In a similar vein, Sin Taxes tax things people think are bad behavior, like smoking and drinking alcohol. They are efficient in the same method because the decrease in activity caused by the tax is considered more valuable to society than the value produced by the transaction. Sin Taxes can be extremely effective, like in the example of smoking, but great care should be given to ensure they are applied carefully and thoughtfully. It can be easy to stray into paternalism.

Finally, Natural resource taxes. These are the most important. Natural resources like mineral rights, water access, clean air, and land are natural, God-given resources to the citizens of a country. For too long, we have allowed people to claim exclusive access to some amount of natural resources and charge others for access to them, despite doing nothing in their creation. For too long, people have been able to simply purchase this claim of exclusivity on natural resources, and then sit on them, holding them for speculative purposes, as society and culture grow to demand their ‘property’ even more.

This process of natural resource speculation is a suck on all of society. It is a method people use to gain value for no exertion, and amounts to theft from those who labor. It has existed as a practice for as long as humans have organized into society and attempted to maintain property rights, from Rome to Feudal Europe to modern-day landlords. As with most things, the language in which the powerful extract value from the majority has gotten more complex over time, but the underlying mechanism is the same.

By placing taxes on simple ownership of natural resources, including land, we can remedy this. There are benefits to allowing individuals to have exclusive access to land; without that mechanism, we fall prey to the Tragedy of the Commons. The important distinction is that we must require them to pay for the privilege. A monthly tax on all access to natural resources you claim exclusive domain over. For land, that means increasing the tax on the unimproved value of land, and decreasing the tax on improvements like buildings.

Taxing and Spending

You may notice that the efficient taxes above do not specify a quantity of tax to levy. While with inefficient taxes, it is reasonable to adjust the rates of taxation dependent on the budget to maintain balance, for efficient taxes, they have a level at which they are ideal, and increasing or decreasing would have detrimental effects. Because of the nature of these taxes, they should generate in far excess of our government spending, and so with the remainder, we should distribute it directly to the citizens as a dividend.

With this tax and dividend philosophy, we can price in the negative externalities and eliminate abject poverty through the dividend. We can also change the incentive structure around government spending. Instead of government programs almost always being worthwhile if they help people, programs now become only worth their cost if the value of the program is worth the decrease in the dividend.

We can eliminate land speculation, lowering the price to use land and encouraging better land use patterns. This means denser development in cities, sparing virgin land, farms, and wetlands from development that would have happened because it was cheaper than land being speculated on.

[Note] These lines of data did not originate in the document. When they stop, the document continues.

PR #716, opened 2022-06-10
Pralish dynamic attributes

Pralish:


donrestarone:
@Pralish emails are being sent as expected, but API actions related to HTTP requests are broken: 
Screen Shot 2022-06-10 at 8 15 45 AM

PR #68, opened 2019-02-15
Define isOfHLevel 1 to be isProp, add hlevelsuc

3abc:
If we define `isOfHLevel 1` to be `isProp` and only use induction afterward then we don't need things like `isPropIsOfHLevel1` and proofs are simpler.

### DIFF
--- a/Cubical/Foundations/HLevels.agda
+++ b/Cubical/Foundations/HLevels.agda
@@ -109,7 +109,16 @@ hLevelPi 0 h = (λ x → fst (h x)) , λ f i y → snd (h y) (f y) i
 hLevelPi {B = B} 1 h f g i x = (h x) (f x) (g x) i
 hLevelPi (suc (suc n)) h f g = subst (isOfHLevel (suc n)) funExtPath (hLevelPi (suc n) λ x → h x (f x) (g x))
 
-hlevelsuc : (n : ℕ) (A : Set) → isOfHLevel n A → isOfHLevel (suc n) A
+private
+  variable
+    ℓ : Level
+
+hlevelsuc : (n : ℕ) (A : Set ℓ) → isOfHLevel n A → isOfHLevel (suc n) A
 hlevelsuc 0 A = isContr→isProp
 hlevelsuc 1 A = isProp→isSet
 hlevelsuc (suc (suc n)) A h a b =  hlevelsuc (suc n) (a ≡ b) (h a b)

We can bolster our economy, make (almost) everyone richer and thus have more power in the labor market, and save ourselves from the environment-destroying effects of urban sprawl and pollution by respecting How to Tax for Prosperity.

These are the ideas of Henry George that he outlined in Progress and Poverty (1879). He outlined how the value of land would increase relative to labor and capital, and cause a continuous decrease in wages and interest as a share of productive capacity.